Would you print the records as they stand, down to the last character?

-------- Dataset entries

PR #525, opened 2017-01-23
Add from_stream methods

GuillaumeGomez:
I'll need it for `tokio`. For the record, the conversation about this is [here](https://github.com/tokio-rs/tokio-core/pull/152).

### DIFF
--- a/src/net/tcp.rs
+++ b/src/net/tcp.rs
@@ -71,6 +71,15 @@ impl TcpStream {
         })
     }
 
+    /// Creates a new `TcpStream` from a standard `net::TcpStream`.
+    pub fn from_stream(stream: net::TcpStream) -> io::Result<TcpStream> {
+        try!(stream.set_nonblocking(true));
+        Ok(TcpStream {
+            sys: sys::TcpStream::from_stream(stream),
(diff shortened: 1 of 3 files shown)


tailhook:
There is a precedent `UdpSocket::from_socket`. Maybe this is a better name?

`from_stream` looks like it relates to `futures::Stream` which it doesn't.

GuillaumeGomez:
Sure.

alexcrichton:
These methods are not unsafe, and I'd personally advocate for a `from_stream` name because we already have `connect_stream` on `TcpStream` and there's already a `TcpListener::from_listener`. You should not add `TcpListener::from_socket`, it already exists.

GuillaumeGomez:
@alexcrichton: I don't see any `from_socket` equivalent for `TcpListener`. Or maybe I missed it?

GuillaumeGomez:
Updated.

alexcrichton:
Looks like there's a compilation error on Windows and this also needs to call `set_nonblocking`, likely on both sides.

GuillaumeGomez:
Seems all good now.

----------------

▶ **Written response**
PR #525, opened 2017-01-23
Add from_stream methods

GuillaumeGomez:
I'll need it for `tokio`. For the record, the conversation about this is [here](https://github.com/tokio-rs/tokio-core/pull/152).

### DIFF
--- a/src/net/tcp.rs
+++ b/src/net/tcp.rs
@@ -71,6 +71,15 @@ impl TcpStream {
         })
     }
 
+    /// Creates a new `TcpStream` from a standard `net::TcpStream`.
+    pub fn from_stream(stream: net::TcpStream) -> io::Result<TcpStream> {
+        try!(stream.set_nonblocking(true));
+        Ok(TcpStream {
+            sys: sys::TcpStream::from_stream(stream),
(diff shortened: 1 of 3 files shown)


tailhook:
There is a precedent `UdpSocket::from_socket`. Maybe this is a better name?

`from_stream` looks like it relates to `futures::Stream` which it doesn't.

GuillaumeGomez:
Sure.

alexcrichton:
These methods are not unsafe, and I'd personally advocate for a `from_stream` name because we already have `connect_stream` on `TcpStream` and there's already a `TcpListener::from_listener`. You should not add `TcpListener::from_socket`, it already exists.

GuillaumeGomez:
@alexcrichton: I don't see any `from_socket` equivalent for `TcpListener`. Or maybe I missed it?

GuillaumeGomez:
Updated.

alexcrichton:
Looks like there's a compilation error on Windows and this also needs to call `set_nonblocking`, likely on both sides.

GuillaumeGomez:
Seems all good now.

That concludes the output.